PR #6954, opened 2023-04-17
Backend/cryptomator

### LINKED ISSUE #1647: Cryptomator support
Cryptomator support for rclone would be amazing. It could be a new option for encrypted remotes that could live alongside existing crypt remotes. The big advantage of Cryptomator is that its vaults can be mounted as a drive (i.e. filesystem) directly from the cloud on mobile (using their 1st-party app) & desktop (using Mountain Duck, Expandrive, etc).

https://cryptomator.org

Encryption architecture: https://cryptomator.org/architecture/

Source code: https://github.com/cryptomator

There’s also a page listing the other apps that have integrated Cryptomator, and inviting people to get in touch about integrating it into a new app: https://cryptomator.org/coop/

fhilgers:

This PR implements the backend for cryptomator. It should be noted that it is far from being completed as some parts are still missing but the integration tests pass.

This should close #1647.

#### Checklist

As this is only a draft, most of the checklist is not completed yet...


ncw:
This looks like an excellent start :-)

You'll need to put comments in for all the exported methods as the linter will complain about them all :-(

When you say the integration tests pass - which ones? The backend one or `test_all -remotes cryptomator`?

This is missing a lot of optional methods like `Move`, `Copy` etc - these make the file system a lot more usable.

Is this going to need any more config parameters to create a vault?

Are there any actions users are going to want to perform on vaults which they might like a separate command line interface for? That is what the `rclone backend` functions are for.

fhilgers:
The backend test as well as `test_all -remotes cryptomator` passes now.

I will try to implement the optional methods that I suppose are possible either today or tomorrow.

I do not think cryptomator needs additional config paramaters, as the real configuration for the `Vault` is contained in a configuration file at the root of it. This is necessary to make it compatible with the existing cryptomator tools.

Regarding the `rclone backend` functions I will implement a command to create a new vault, if there is none.

I am going to work on the Documentation and Proper commit messages over the next few days.

ncw:
> The backend test as well as `test_all -remotes cryptomator` passes now.

Super job - well done :-)

> I will try to implement the optional methods that I suppose are possible either today or tomorrow.

Probably the most important one is `Move` which is used to rename a file and the next most important is `MoveDir` to rename a directory.

Note that since this wraps another backend it should declare itself a wrapping backend and implement all the optional methods. You do this with

https://github.com/rclone/rclone/blob/589b7b4873f8ba1d77f982ce14d4ac9a8adb18f6/backend/crypt/crypt.go#L636-L639

Then tell the test harness the names of the methods you can't implement

https://github.com/rclone/rclone/blob/589b7b4873f8ba1d77f982ce14d4ac9a8adb18f6/backend/crypt/crypt_test.go#L27-L28

A lot of the optional methods you can pass straight on to the backend being wrapped (after translating the path of course), eg

https://github.com/rclone/rclone/blob/589b7b4873f8ba1d77f982ce14d4ac9a8adb18f6/backend/crypt/crypt.go#L627-L634

or

https://github.com/rclone/rclone/blob/589b7b4873f8ba1d77f982ce14d4ac9a8adb18f6/backend/crypt/crypt.go#L1145-L1152

> I do not think cryptomator needs additional config paramaters, as the real configuration for the `Vault` is contained in a configuration file at the root of it. This is necessary to make it compatible with the existing cryptomator tools.

Perfect.

If it doesn't need any config we could use a shortcut so people could access a vault as `:cryptomator:myremote:path/to/vault`. I'll describe how to do this later!

> Regarding the `rclone backend` functions I will implement a command to create a new vault, if there is none.

That is great - that makes rclone usable on its own.

> I am going to work on the Documentation and Proper commit messages over the next few days.

:+1:

fhilgers:
Every Filesystem feature apart from Purge, ListR, ChangeNotify, MergeDirs and OpenWriterAt can and is implemented now.

Due to the fact that the directory structure is flattened, we cannot make use of Purge or ListR. 
Also as we cannot get the unencrypted remote path from an encrypted remote path ChangeNotify is also not possible.

Currently the performance of reading and writing files is not different from the `crypt` remote, but directory traversal is much slower as many requests have to be made to resolve the directory ids. The same is true for Put requests, when the directory was not yet created.

To create a new directory we have to create three directories and write to files which is a lot of overhead.

Is there any simple way to batch those requests?
When Mkdir is called we currently try to find it first and if found add it into our directory id cache, if not we create the three necessary directories and the two files.
Would it be possible to just create a new id, add it into our cache and into a queue and then batch all those requests which just put 36 bytes for the id into one?

Situation Currently:

```
Put dir/file1.txt
Put dir/file2.txt
```

With multiple transfers those two requests can be done, as far as I am aware concurrently. But as `dir` does not yet exist, we have to lock, so that we do not generate two random id's for the same directory and both Put requests have to wait for the lock.

ncw:
> Every Filesystem feature apart from Purge, ListR, ChangeNotify, MergeDirs and OpenWriterAt can and is implemented now.

Great work :-)
 
> Due to the fact that the directory structure is flattened, we cannot make use of Purge or ListR. Also as we cannot get the unencrypted remote path from an encrypted remote path ChangeNotify is also not possible.

:+1:

> Currently the performance of reading and writing files is not different from the `crypt` remote, but directory traversal is much slower as many requests have to be made to resolve the directory ids. The same is true for Put requests, when the directory was not yet created.
> 
> To create a new directory we have to create three directories and write to files which is a lot of overhead.
> 
> Is there any simple way to batch those requests? When Mkdir is called we currently try to find it first and if found add it into our directory id cache, if not we create the three necessary directories and the two files. Would it be possible to just create a new id, add it into our cache and into a queue and then batch all those requests which just put 36 bytes for the id into one?
> 
> Situation Currently:
> 
> ```
> Put dir/file1.txt
> Put dir/file2.txt
> ```
> 
> With multiple transfers those two requests can be done, as far as I am aware, concurrently. But as `dir` does not yet exist, we have to lock, so that we do not generate two random id's for the same directory and both Put requests have to wait for the lock.

Go is good at doing things concurrently and in the background. You can use `x/sync/errgroup` (there are lots of examples in the code) for an easy way of doing a few things concurrently. You could then do the directory creations / fil puts simultaneously. Note that `Put` will create directories for you so you don't need to explicitly create them.

Would that help?

fhilgers:
Sorry, I had a lot to do in the last few weeks.

I will fix the windows issue in the next few days and look into how I might fix the locking issue!

ncw:
> Sorry, I had a lot to do in the last few weeks.

No worries!
 
> I will fix the windows issue in the next few days and look into how I might fix the locking issue!

Great.

The windows issue looks like some encoding problem, or maybe a bug?

```
            --- FAIL: TestStandard/FsMkdir/FsEncoding/punctuation (14.05s)
                fstests.go:679: testing "!\"#$%&'()*+,-.／:;<=>?@[\\]^_`{|}~"
                fstest.go:298: Sleeping for 1s for list eventual consistency: 1/3
                fstest.go:298: Sleeping for 2s for list eventual consistency: 2/3
                fstest.go:298: Sleeping for 4s for list eventual consistency: 3/3
                fstest.go:327: 
                    	Error Trace:	D:/a/rclone/rclone/fstest/fstest.go:327
                    	            				D:/a/rclone/rclone/fstest/fstest.go:338
                    	            				D:/a/rclone/rclone/fstest/fstests/fstests.go:686
                    	Error:      	Not equal: 
                    	            	expected: []string{"!\"#$%&'()*+,-.／:;<=>?@[\\]^_`{|}~"}
                    	            	actual  : []string{"!\"#$%&'()*+,-.／:;<=>?@[\\]^_`{|}~",   <--- looks OK
                                                           "!\"#$%&'()*+,-.／:;<=>?@[\\]^_`{|}~\\!\"#$%&'()*+,-.／:;<=>?@["}  <-- Unexpected
```

There seems to be an extra directory with some junk on the end which rclone wasn't expecting.
 
> About the other_os error, I am not really sure how I could fix this. As far as I am aware, the aes-siv library I used is probably the only tested one in go and the cryptomator spec heavily depends on that algorithm.

Use a build constraint to exclude the backend from being built on troublesome architectures.

Take a look at the sftp backend and grep for `plan9` and you'll see what you need to do. You'll need an `xxx_unsupported.go` file also so the build doesn't fail on unsupported architectures.

fhilgers:
I have hopefully fixed the windows issue and also excluded the js/wasm build target as it is not supported by the crypto library.
As I currently have no windows machine, it would be great if you could run the ci jobs again because I am not 100% sure about the windows fix.
Thanks :)

ncw:
Oops this fell off the radar. 

I think we are nearly ready to merge this?

fhilgers:
Oops, I must have made a mistake merging master in the Github UI. I will fix that tomorrow.

After the windows bug is fixed correctly, I think everything should be done.

ncw:
I think if you rebase this on master to pick up the current go.mod and go.sum (fix the conflicts) then run `go mod tidy` I think it should build OK.

ncw:
Can you rebase on master and fix the conflicts please?

fhilgers:
Sorry, I thought merging was fine as well. Now it is rebased on the current master branch.

Spaceghost:
@fhilgers This is really cool! Besides another rebase, is there anything that I might want to do to build this?
@ncw Your reviews on this PR are so helpful! I learned a lot just from your comments and @fhilgers' code. 

~👻

devnoname120:
@ncw What is the status on this pull request? Is anything missing before it can be merged?

fhilgers:
I merged master and added some of the methods added on filesystems since I have last looked at this to the `UnImplementable{}Methods` for testing, because I currently did not have the time to implement them. 

Before this can be merged there have to be some users who try out this backend first. As I am not affiliated in any way with the cryptomator team and my go library to access the cryptomator vaults is not yet integration tested against the official cryptomator app I would not use this in production.

I also do not feel confident in adding this into rclone yet as I do not have the time currently to maintain it.

If anyone is interested in helping, you are very welcome, if you have questions just write me a mail.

########################################

Show me every line in the data above that includes "windows".

Written reply:
I will fix the windows issue in the next few days and look into how I might fix the locking issue!
> I will fix the windows issue in the next few days and look into how I might fix the locking issue!
The windows issue looks like some encoding problem, or maybe a bug?
I have hopefully fixed the windows issue and also excluded the js/wasm build target as it is not supported by the crypto library.
As I currently have no windows machine, it would be great if you could run the ci jobs again because I am not 100% sure about the windows fix.
After the windows bug is fixed correctly, I think everything should be done.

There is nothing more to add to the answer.